In practice, maintenance consumes 60–80% of total lifetime software cost. This is why decisions made in the design phase — database normalisation, API versioning, modular architecture — have enormous long-term financial consequences.

Why the Phases Are Not Strictly Sequential

The linear five-phase model is a teaching simplification. In the real world:

Analysis and design overlap — you often design a small piece to validate an unclear requirement.
Implementation reveals gaps in requirements — a developer building a feature realises the analysis missed an important edge case.
Maintenance generates new planning — a performance problem in production triggers a new analysis-and-design cycle for a caching layer.

Methodologies like Agile, Scrum, and Iterative Development formalise these overlaps into explicit short cycles called sprints or iterations — but they all still address the same five concerns: planning, analysis, design, implementation, and maintenance.
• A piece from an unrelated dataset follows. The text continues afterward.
PR #973, opened 2015-08-20
[WFCORE-893] Add a default io subsystem to profiles using a legacy re…

bstansberry:
…moting config

This also tweaks the model test validation code to defer validation of boot ops until after the ModelController's initModel method gets a chance to run. That method is where tests can hook in and register resource definitions that allow the validation to complete.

They differ only in how and in what order and frequency those concerns are addressed.

Each SDLC phase produces concrete deliverables — shown here for a clinic appointment booking system.

The Analyst's Perspective

A systems analyst is most active in the Analysis and Design phases, but the role spans the entire SDLC. In planning, the analyst contributes to feasibility. In implementation, the analyst acts as the requirements guardian and leads UAT. In maintenance, the analyst evaluates change requests and decides whether they are in scope or require a new project cycle.

Understanding the SDLC is not bureaucratic formality. It is the operating model that allows teams of 10, 50, or 500 people to coordinate on a single shared goal — and to know who is responsible for what, at each stage of the journey.